TurnTrout comments on Seriously, what goes wrong with “reward the agent when it makes you smile”?

TurnTrout 15 Aug 2022 4:05 UTC
LW: 6 AF: 3
0
AF
Perhaps the optimal configuration for utility per unit of matter, under this utility function, happens to be a tiny molecular structure shaped roughly like a paperclip.
I think this is very improbable, but thanks for the quote. Not sure if it addresses my question?

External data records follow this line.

PR #252, opened 2022-09-26
Update packages

wenche:
- Fix the issue with next-auth's dependency of `jose` that dependabot complains about
- Use the new slack icon from eds-icons
- Update the rest of the packages (minor and patch)


nilsml (approved):
LGTM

- Daniel Kokotajlo 25 Aug 2022 3:10 UTC
  LW: 5 AF: 4
  2
  AF Parent
  Yudkowsky & I would of course agree that that is very improbable. It’s just an example.
  
  The point I was making with this quote is that the question you are asking is a Big Old Unsolved Problem in the literature. If we had any idea what sort of utility function the system would end up with, that would be great and an improvement over the status quo. Yudkowsky’s point in the quote is that it’s a complicated multi-step process we currently don’t have a clue about, it’s not nearly as simple as “the system will maximize reward.” A much better story would be “The system will maximize some proxy, which will gradually evolve via SGD to be closer and closer to reward, but at some point it’ll get smart enough to go for reward for instrumental convergence reasons and at that point its proxy goal will crystallize.” But this story is also way too simplistic. And it doesn’t tell us much at all about what the proxy will actually look like, because so much depends on the exact order in which various things are learned.
  
  I should have made it just a comment, not an answer.
  - TurnTrout 29 Aug 2022 21:30 UTC
    LW: 2 AF: 2
    0
    AF Parent
    because so much depends on the exact order in which various things are learned.

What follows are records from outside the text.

PR #251, opened 2022-09-23
Experiments with portable text

wenche:
Part of [AB#80910](https://dev.azure.com/EquinorASA/d02c350d-092d-41bf-a812-f05d5d8ad1b0/_workitems/edit/80910)

PR #253, opened 2022-09-26
79767 add asset description to cards

aronhoyer:
There's currently an issue in Safari with rendering truncated text. This is likely due to the HTML structure in attributes provided by Collibra. Hopefully, we're able to resolve this with #251.

Resolves AB#79767

### DIFF
--- a/pages/api/popular.ts
+++ b/pages/api/popular.ts
@@ -1,45 +1,55 @@
 import type { NextApiHandler } from "next"
 import { getToken } from "next-auth/jwt"
+import xss from "xss"
 
-import { config } from "config"
-import { HttpClient } from "lib/HttpClient"
 import { HttpError } from "lib/HttpError"
+import { Asset } from "model/Asset"
+import { makeCollibraService } from "services"
+import { getAssetAttributes } from "services/collibra"
 
-type PopularAsset = Collibra.Asset & Pick<Collibra.NavigationStatistic, "numberOfViews">
+type PopularAsset = Asset & Pick<Collibra.NavigationStatistic, "numberOfViews">
 
 const getPopularAssets = async (
   data: PopularAsset[],
-  authorization: string,
+  r: ReturnType<typeof makeCollibraService>,
   limit: number,
   offset = 0,
 ): Promise<PopularAsset[]> => {
-  const mostViewedStats = await HttpClient.get<Collibra.PagedNavigationStatisticResponse>(`${config.COLLIBRA_BASE_URL}/navigation/most_viewed`, {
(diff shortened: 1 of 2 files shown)


aronhoyer:
@wenche should we wait for #251 to get merged before continuing with this branch?

wenche:
> @wenche should we wait for #251 to get merged before continuing with this branch?

Yes, let's wait

pages/api/popular.ts
```diff
@@ -1,45 +1,55 @@
...
+import { makeCollibraService } from "services"
+import { getAssetAttributes } from "services/collibra"
 
-type PopularAsset = Collibra.Asset & Pick<Collibra.NavigationStatistic, "numberOfViews">
+type PopularAsset = Asset & Pick<Collibra.NavigationStatistic, "numberOfViews">
 
 const getPopularAssets = async (
   data: PopularAsset[],
-  authorization: string,
+  r: ReturnType<typeof makeCollibraService>,
```
wenche, line 14: I find the `r` a little bit hard to read

pages/api/popular.ts
```diff
@@ -1,45 +1,55 @@
...
+  }))()
+
+  const collibraAssets = await Promise.all(
+    stats.map((stat) => r((client) => async (id: string) => client.get<Collibra.Asset>(`/assets/${id}`))(stat.assetId)),
   )
 
-  const result = [
+  const assets = collibraAssets
+    .map((res) => res.body)
+    .filter((asset) => asset.type.name.toLowerCase() === "data product")
```
wenche, line 31: Isn't this string "data product" hard coded several times in the code base at this point? Should we add a variable? 🤔

pages/api/popular.ts
aronhoyer: the type, or the parameter name?

pages/api/popular.ts
aronhoyer: two times, but yeah we should probably have a `isDataProductAssetType` utility function

wenche: Let's leave that as a future enhancement 👍

pages/api/popular.ts
aronhoyer: got you. i'll update it

wenche (approved):
LGTM

wenche:
#251 is finished soon, but perhaps we should do the truncate portable text issue in a separate issue? 🤔  I don't know, but this is also something that is needed for the search result cards and the portable text is still behind a feature flag. Isn't the Safari truncating bug visible in the search cards btw?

    I actually doubt that claim in its stronger forms. I think there’s some substantial effect, but e.g. whether a child loves their family doesn’t depend strongly on the precise curriculum at grade school.
    - Daniel Kokotajlo 30 Aug 2022 2:36 UTC
      LW: 4 AF: 4
      0
      AF Parent
      Yet whether a child grows up to work on x-risk reduction vs. homeless shelters vs. voting Democrats out of office vs. voting Republicans out of office does often depend on the precise curriculum in college+high school.
      
      (I think we are in agreement here. I’d be interested to hear if you can point to any particular value AGI will probably have, or (weaker) any particular value such that if AGI has it, it doesn’t depend strongly on the curriculum, order in which concepts are learned, etc.)